Now you can get the name of the matching sequence. Open the E. coli fasta file and search for that name. Then copy-paste the sequence into a new file.
To verify you did things correctly, try running water again on just these two
sequences.
water -asequence NP_414543.1.fa -bsequence NP_418375.1.fa -gapopen 10 -gapextend 1 -outfile test.pair
You should see a score of 915.0 again. Is a score of 915 good? It seems it would be hard to achieve that by chance. But how do we know? When in doubt, a shuffling experiment is generally a good way to separate signal from random noise.
The shuffleseq program scrambles the letters of a sequence, keeping all of
the amino acid counts the same. Let’s use that to create 1000 scrambled
sequences and then examine the score distribution.
shuffleseq -sequence NP_418375.1.fa -shuffle 1000 -outseq shuff.fa
water -asequence NP_414543.1.fa -bsequence shuff.fa -gapopen 10 -gapextend 1 -outfile shuff.align
grep Score shuff.align | cut -f3 -d " " | sort -n | uniq -c
- Compute the mean and standard deviation of the alignment scores
- How many z-scores away from the mean is 915?
- Do you think a score of 915 is significant?
- What score threshold is the typical 5% cutoff?
- Do you think that cutoff is useful here? Explain.
- Should you correct of for multiple hypotheses?
- If so, what is the corrected P-value threshold?
- What threshold score would you use for “biologically significant?”
Graph the original alignment scores and shuffled alignment scores in R.
BLAST
BLAST has several advantages over the Smith-Waterman algorithm in water.
- Faster
- Provides statistical significance
- Finds suboptimal alignments
To run BLAST, we must first create a database from the E. coli fasta file. The
usage statement shows with formatdb --help.
formatdb -i E.coli.fa
Several files are created by the command. In addition to files with .phr,
.pin, and .psq extensions, there is a formatdb.log. The log file can be
deleted, but the others comprise the blast database.

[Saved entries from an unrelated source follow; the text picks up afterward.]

PR #309, opened 2022-10-20
WIP - Reentrant concurrent snoopi_deep profiles.

NHDaly:
*NOTE:* It turns out this PR isn't mergeable as-is, since it depends on assumptions in Julia that aren't valid.
Namely, we need https://github.com/JuliaLang/julia/pull/47258 and https://github.com/JuliaLang/julia/pull/47260 to avoid data races, but it turns out those don't make sense against julia master/1.9, because of recent changes to the inference lock.

At RAI, we have backported those two PRs against 1.8.2, and we're going to keep hacking on this branch to pull it into our internal build. We will follow-up with actual changes to julia 1.9 and SnoopCompile to try to make this work for real.

--------

Following option 3 from this doc:
https://docs.google.com/document/d/1JO43w3V1Cwtb2CxWf4sYfAB68xbkTrCMr973iaJOFwY/edit#

This is a WIP PR to support invoking `@snoopi_deep` concurrently and in parallel from multiple Tasks.
(It currently requires https://github.com/JuliaLang/julia/pull/47258 to avoid data races, and https://github.com/JuliaLang/julia/pull/47260 to allow reentrant inference timing.)

The idea is basically to share the global julia type inference profile buffer, rather than clear it at the start of every profile, keeping track of the start and stop index for each invocation of snoopi_deep. Then we also clear the beginning of the profile buffer whenever the oldest invocation ends, to ensure we aren't leaking memory.


NHDaly:
Note that of course one must be careful when interpreting the results of concurrently running profiles, since inference caused by invocation B will also show up in the profile for invocation A. But this is true of all of julia's profiling and timing techniques right now, so it's just something the developer must be aware of. (Compare it with `@time` from multiple tasks reporting allocations caused by other tasks, or reporting compilation time from other tasks.)

NHDaly:
Update: it turns out that https://github.com/JuliaLang/julia/pull/47258 and https://github.com/JuliaLang/julia/pull/47260 are no longer valid, now that we're shrinking the inference lock (which is 🎉 in general though of course!).

So this PR will have to wait, because we'll probably need to rethink the inference profiler entirely, given that it currently assumes single-threaded, locked access to the inference profile buffer. :/

NHDaly:
CC: @sacha0 for review plz

test/snoopi_deep.jl
```diff
@@ -863,6 +863,7 @@ end
     # pgdsgui(axs[2], rit; bystr="Inclusive", consts=true, interactive=false)
 end
 
+
```
Sacha0, line 866: Snuck in? :)
```suggestion
```

test/snoopi_deep.jl
```diff
@@ -944,6 +945,163 @@ end
     Pkg.activate(cproj)
 end
 
+_name(frame::SnoopCompileCore.InferenceTiming) = frame.mi_info.mi.def.name
+
+@testset "reentrant concurrent profiles 1 - overlap" begin
+    # Warmup
```
Sacha0, line 951: Perhaps something like the following? :)
```suggestion
    # Warmup to prevent, e.g., `+` from appearing in the profiles; only `ROOT` and `foo*` should appear.
```

Sacha0: (Likewise on the warmup comments below if you agree.)

test/snoopi_deep.jl
```diff
@@ -944,6 +945,163 @@ end
...
+    @test isempty(SnoopCompileCore.SnoopiDeepParallelism.invocations)
+    @test isempty(Core.Compiler.Timings._timings[1].children)
+end
+
+@testset "reentrant concurrent profiles 3 - nested" begin
+    # Warmup
+    @eval foo1(x) = x+2
+    @eval foo1(2)
+
+    # Test:
```
Sacha0, line 1026: That this works is thoroughly pleasing.

test/snoopi_deep.jl
```diff
@@ -944,6 +945,163 @@ end
...
+    snoop_times = Float64[0.0, 0.0, 0.0, 0.0]
+    # Run it twice to ensure we warmup the eval block
+    for _ in 1:2
+        @sync begin
+            ts = [
+                Threads.@spawn begin
+                    sleep((i-1) / 10)  # (Divide by 10 so the test isn't too slow)
+                    snoop_time = @timed SnoopCompile.@snoopi_deep @eval begin
+                        $(Symbol("foo$i"))(x) = x + 1
+                        sleep(1.5 / 10)
```
Sacha0, line 1070: I hope that these delays are large enough --- and think they should be by orders of magnitude --- to prevent nondeterministic failures due to jitter. But I've found the machines are just lying in wait, for the moment I think something like that. Then 🦈 🩸.

test/snoopi_deep.jl
```diff
@@ -944,6 +945,163 @@ end
...
+    # Test the sanity of the reported Timings
+    @testset for i in eachindex(profs)
+        prof = profs[i]
+        # Test that the time for the inference is accounted for
+        @test 0.15 < prof.mi_timing.exclusive_time
+        @test prof.mi_timing.exclusive_time < prof.mi_timing.inclusive_time
+        # Test that the inclusive time (the total time reported by snoopi_deep) matches
+        # the actual time to do the snoopi_deep, as measured by `@time`.
+        # These should both be approximately ~0.15 seconds.
+        @info prof.mi_timing.inclusive_time
```
Sacha0, line 1096: Debugging straggler? :)

test/snoopi_deep.jl
```diff
@@ -944,6 +945,163 @@ end
...
+    @test Set(_name.(SnoopCompile.flatten(profs[1]))) == Set([:ROOT, :foo1])
+    @test Set(_name.(SnoopCompile.flatten(profs[2]))) == Set([:ROOT, :foo1, :foo2])
+    @test Set(_name.(SnoopCompile.flatten(profs[3]))) == Set([:ROOT,        :foo2, :foo3])
+    @test Set(_name.(SnoopCompile.flatten(profs[4]))) == Set([:ROOT,               :foo3, :foo4])
+
+    # Test the sanity of the reported Timings
+    @testset for i in eachindex(profs)
+        prof = profs[i]
+        # Test that the time for the inference is accounted for
+        @test 0.15 < prof.mi_timing.exclusive_time
```
Sacha0, line 1091: I fear the definitions of these times has already become hazy to me 😅. This one? 🤔How do know that the exclusive rather than inclusive time should be over 0.15 seconds?

SnoopCompileCore/src/snoopi_deep.jl
```diff
@@ -70,28 +70,201 @@ function addchildren!(parent::InferenceTimingNode, t::Core.Compiler.Timings.Timi
...
+function _current_profile_stats_locked()
+    ccall(:jl_typeinf_lock_begin, Cvoid, ())
+    try
+        inference_root_timing = Core.Compiler.Timings._timings[1]
+        children = inference_root_timing.children
+        # Since we were able to grab the lock, we must not be in an inference profile,
+        # meaning we are in ROOT(). So to get an accurate ROOT timing, we have to add the
+        # accumulated time since the ROOT was last updated:
+        accum_root_time = time_ns() - inference_root_timing.cur_start_time
+        current_root_time = inference_root_timing.time + accum_root_time
```
Sacha0, line 128: I'm a bit hazy on these details by now but trust that it is correct 👍

NHDaly:
Thanks again for the review, Sacha. I'm closing this for now, since we ended up going a different approach, via https://github.com/JuliaLang/julia/pull/47615 and https://github.com/timholy/SnoopCompile.jl/pull/313.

To align proteins to each other, we use BLASTP. To see the incredibly long
usage statement for blast, type blastall --help. Our command is pretty
simple.
blastall -p blastp -d E.coli.fa -i NP_414543.1.fa > NP_414543.1.blastp
Examine the output file less NP_414543.1.blastp and note that the first
alignment is the sequence to itself. Unlike the water output, BLAST output is
sorted by score. So we only need to scroll a little way to get to the 2nd best
alignment.
The Score here is reported as 333 bits (853). The score of 853 corresponds to
the previous score of 915. Why is the score not 915? Even though BLASTP and
water use the same scoring matrix by default, BLOSUM62, BLASTP uses slightly
different gapping penalties (11, 1 instead of 10, 1). Also, it does some low
complexity masking, which you can see as XXXXXXX in the query sequence.
The “normalized score” of 333 bits is what is used for the calculation of the E-value: e-101. Small E-values are equivalent to P-values, so the P-value of e-101 is much below the “usual” threshold 0.05. Clearly, an alignmet this good cannot happen by chance (according to the BLAST probability model).
Unlike water, BLAST will preform alignments on all of the input sequences,
not just the first one. You can align all of the random sequences to E. coli as
follows:
blastall -p blastp -d E.coli.fa -i random-N1000-L300.fa > E.coli-vs-random.blastp
Use grep, cut, sort, and uniq to observe the scores in the BLAST
report.
Using the time command, compare the speed of water and BLASTP in several
different scenarios. How much faster is BLAST?
Make graphs comparing water and BLASTP for random and shuffled sequences.
Posters
Summarize all of your knowledge and findings about pairwise alignment in 2 posters. One poster should have a traditional format (lots of detail) while the other should be more modern (more eye-catching and less detail).